[Stored data entries]
□ □ □ □ □ □ □
PR #1302, opened 2020-11-20
Increase version to 1.7.0.

jumoog:
after updating change log also update version


levlam:
Updating Change Log is a small part of the release. The version will be updated when the release is ready.

PR #1336, opened 2020-12-21
Remove extra include dir part.

egorpugin:
Looks like an artifact of copy paste or something like that.
It forces us to add additional include directory to the root of tdlib sources `-I.` near with correct `-Itddb`.
Grep shows that this is the single source file with `/td/` (or `\/td\/`) pattern that adds something before root `td/` part.

### DIFF
--- a/td/telegram/logevent/LogEventHelper.cpp
+++ b/td/telegram/logevent/LogEventHelper.cpp
@@ -9,7 +9,7 @@
 #include "td/telegram/Global.h"
 #include "td/telegram/TdDb.h"
 
-#include "tddb/td/db/binlog/BinlogHelper.h"
+#include "td/db/binlog/BinlogHelper.h"
 
 #include "td/utils/logging.h"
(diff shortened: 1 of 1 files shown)


levlam:
This is a legitimate change, but it can't affect in any way compiler options. There is no way source code can affect external compiler options.
`-I.` is required by all files in `td/...`, because they include other files in that folder.

egorpugin:
> but it can't affect in any way compiler options

I mean, what is include dir root? With what part does every include start? I assume with `td/` and not `tddb/td` or `tdactor/td` etc.
I had build script for 1.6.0, everything was built fine.
On 1.7.0 this misused include appeared and the build is broken. This is the single build error.

> -I. is required by all files in td/..., because they include other files in that folder.

I build everything in separate packages. Every target is moved to its own folder, so no common `-I.` include is set.
You can check build specs (in C++) here https://software-network.org/org.sw.demo.telegram.td.core/specification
□ □ □ □ □ □ □
Copy the lines of the entries above that mention "logevent".

RESPONSE TO THE EXERCISE:
--- a/td/telegram/logevent/LogEventHelper.cpp
+++ b/td/telegram/logevent/LogEventHelper.cpp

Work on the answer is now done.